» Problem to work on
Would you write out the data below exactly, with every line intact?
....................
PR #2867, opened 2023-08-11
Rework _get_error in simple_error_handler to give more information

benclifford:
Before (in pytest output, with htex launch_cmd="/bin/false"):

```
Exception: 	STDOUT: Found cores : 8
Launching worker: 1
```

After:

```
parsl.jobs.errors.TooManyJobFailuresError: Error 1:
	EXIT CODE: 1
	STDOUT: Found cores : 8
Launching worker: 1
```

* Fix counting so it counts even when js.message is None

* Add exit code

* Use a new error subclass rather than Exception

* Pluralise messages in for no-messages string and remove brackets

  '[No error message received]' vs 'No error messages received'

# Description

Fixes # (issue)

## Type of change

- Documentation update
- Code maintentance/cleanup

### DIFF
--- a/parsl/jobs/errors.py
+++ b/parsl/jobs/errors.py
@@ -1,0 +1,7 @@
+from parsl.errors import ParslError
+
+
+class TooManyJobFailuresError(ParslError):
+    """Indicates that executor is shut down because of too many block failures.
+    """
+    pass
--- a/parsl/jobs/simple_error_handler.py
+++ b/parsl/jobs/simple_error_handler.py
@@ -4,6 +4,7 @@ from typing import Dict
....................
» Answer box
PR #2867, opened 2023-08-11
Rework _get_error in simple_error_handler to give more information

benclifford:
Before (in pytest output, with htex launch_cmd="/bin/false"):

```
Exception: 	STDOUT: Found cores : 8
Launching worker: 1
```

After:

```
parsl.jobs.errors.TooManyJobFailuresError: Error 1:
	EXIT CODE: 1
	STDOUT: Found cores : 8
Launching worker: 1
```

* Fix counting so it counts even when js.message is None

* Add exit code

* Use a new error subclass rather than Exception

* Pluralise messages in for no-messages string and remove brackets

  '[No error message received]' vs 'No error messages received'

# Description

Fixes # (issue)

## Type of change

- Documentation update
- Code maintentance/cleanup

### DIFF
--- a/parsl/jobs/errors.py
+++ b/parsl/jobs/errors.py
@@ -1,0 +1,7 @@
+from parsl.errors import ParslError
+
+
+class TooManyJobFailuresError(ParslError):
+    """Indicates that executor is shut down because of too many block failures.
+    """
+    pass
--- a/parsl/jobs/simple_error_handler.py
+++ b/parsl/jobs/simple_error_handler.py
@@ -4,6 +4,7 @@ from typing import Dict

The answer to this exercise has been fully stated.